(Exercise brief)
For the listing below, show each line that includes the string "opened".

※ ※ ※

Issue #3226, opened 2025-09-03
Mocking storage samples + explain rationale


dbolduc:
We should show how to mock storage / how to write testable code using the storage client in the user guide.

And we should explain why storage client is templated on the stub, unlike the GAPICs.

And we should say that the generics are only necessary if you need to fake the client.

PR #3300, opened 2025-09-09
impl(rustdocfx): introduce markdown parsing for comments

dbolduc:
Part of the work for #3226 

Introduce a simple parser for markdown. We will use these on the doc strings.

---

For context, this is where we are going: https://github.com/dbolduc/google-cloud-rust/commit/84636a719ce3ed82e70f234546c98a54832619f9

I plan to add the node kinds one at a time to make the reviews easier. But some of the code along the way may seem like overkill.

### DIFF
--- a/doc/rustdocfx/go.mod
+++ b/doc/rustdocfx/go.mod
@@ -7,4 +7,3 @@ require (
 	github.com/google/go-cmp v0.7.0
         github.com/yuin/goldmark v1.7.13
 )
-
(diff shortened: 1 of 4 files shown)


coryan:
You can make these builds go faster if you approve #3297

doc/rustdocfx/go.mod
```diff
@@ -5,4 +5,5 @@ go 1.24.4
 require (
 	github.com/cbroglie/mustache v1.4.0
 	github.com/google/go-cmp v0.7.0
+        github.com/yuin/goldmark v1.7.13
```
dbolduc, line 8: I see that this has the wrong spaces. I will fix in a follow up.

coryan: I suspect my linters are not organized properly.  It seems they need to be part of the module that they lint.  Or at least a parent module.  Probably requires some code reorganization.

PR #3468, opened 2025-10-06
fix(gax-internal): better gRPC error messages

### LINKED ISSUE #3460: Improve error message for bad gRPC endpoints
When a bad endpoint is used for a gRPC-based client, the error surfaced by `tonic` is not actionable.

Developers need to google the error and find this comment deep in the thread to recognize the problem is with the endpoint. (I personally have done this twice): https://github.com/hyperium/tonic/issues/100#issuecomment-1193338079

For our `StorageControl` client, this is important. Applications may try to use locational or regional endpoints (which are not yet supported over gRPC).

coryan:
The Google Cloud load balancer can respond with HTML or XML messages if
the target endpoint is invalid, e.g. `not-a-service.googleapis.com`, or
if the target endpoint does not match the service, e.g. using
`pubsub.googleapis.com` to call Cloud Storage RPCs.

This change generates a better error message in these cases, which we
hope makes troubleshooting easier.

----
Fixes #3460

From:

```
ERROR the service reports an error with code INTERNAL described as: protocol error: received message with invalid compression flag: 60 (valid flags are 0 and 1) while receiving response with status: 400 Bad Request
```

To:

```
ERROR the transport reports an error: unexpected value in content-type header, should start with application/grpc. In Google Cloud, this is a common problem when using an invalid endpoint, or an endpoint that does not support the target gRPC service.

Caused by:
    0: unexpected value in content-type header, should start with application/grpc. In Google Cloud, this is a common problem when using an invalid endpoint, or an endpoint that does not support the target gRPC service.
    1: status: 'Internal error', self: "protocol error: received message with invalid compression flag: 60 (valid flags are 0 and 1) while receiving response with status: 400 Bad Request", metadata: {"content-type": "application/xml; charset=UTF-8", "x-guploader-uploadid": "AAwnv3KXwY3MPyo1Mv2r0U5jhIh9oftiE8kgrHNLgCM_vHJ1MCChboJ5lUjvIfDU2RSqFcgLnUQoKr8", "content-length": "203", "date": "Mon, 06 Oct 2025 13:58:59 GMT", "server": "UploadServer", "alt-svc": "h3=\":443\"; ma=2592000,h3-29=\":443\"; ma=2592000"}
```

### DIFF
--- a/src/gax-internal/src/grpc/from_status.rs
+++ b/src/gax-internal/src/grpc/from_status.rs
@@ -142,6 +142,9 @@ mod tests {
             .and_then(|e| e.downcast_ref::<tonic::Status>())
             .expect("want a tonic::Status as source().source()");
         assert_eq!(source.code(), tonic::Code::Internal);
+
+        let fmt = format!("{got}");
+        assert!(fmt.contains("should start with application/grpc"), "fmt={fmt}, got={got:?}");
     }
 
     #[test]
--- a/src/gax-internal/src/grpc/from_status.rs
+++ b/src/gax-internal/src/grpc/from_status.rs
@@ -52,8 +52,29 @@ pub fn to_gax_error(status: tonic::Status) -> Error {
         return Error::transport(headers, status);
     }
 
+    let content_type = headers.get("content-type").map(|v| v.as_bytes());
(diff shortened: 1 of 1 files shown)


dbolduc (dismissed):
Thanks!

coryan:
PTAL

PR #3469, opened 2025-10-06
refactor(test-utils): TestLayer creates an ID for the span

westarle:
This lightens up the test integrations: now they don't need to include the test name in a static string.


src/test-utils/src/test_layer.rs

※ ※ ※

(Answer for the task)
Issue #3226, opened 2025-09-03
PR #3300, opened 2025-09-09
PR #3468, opened 2025-10-06
PR #3469, opened 2025-10-06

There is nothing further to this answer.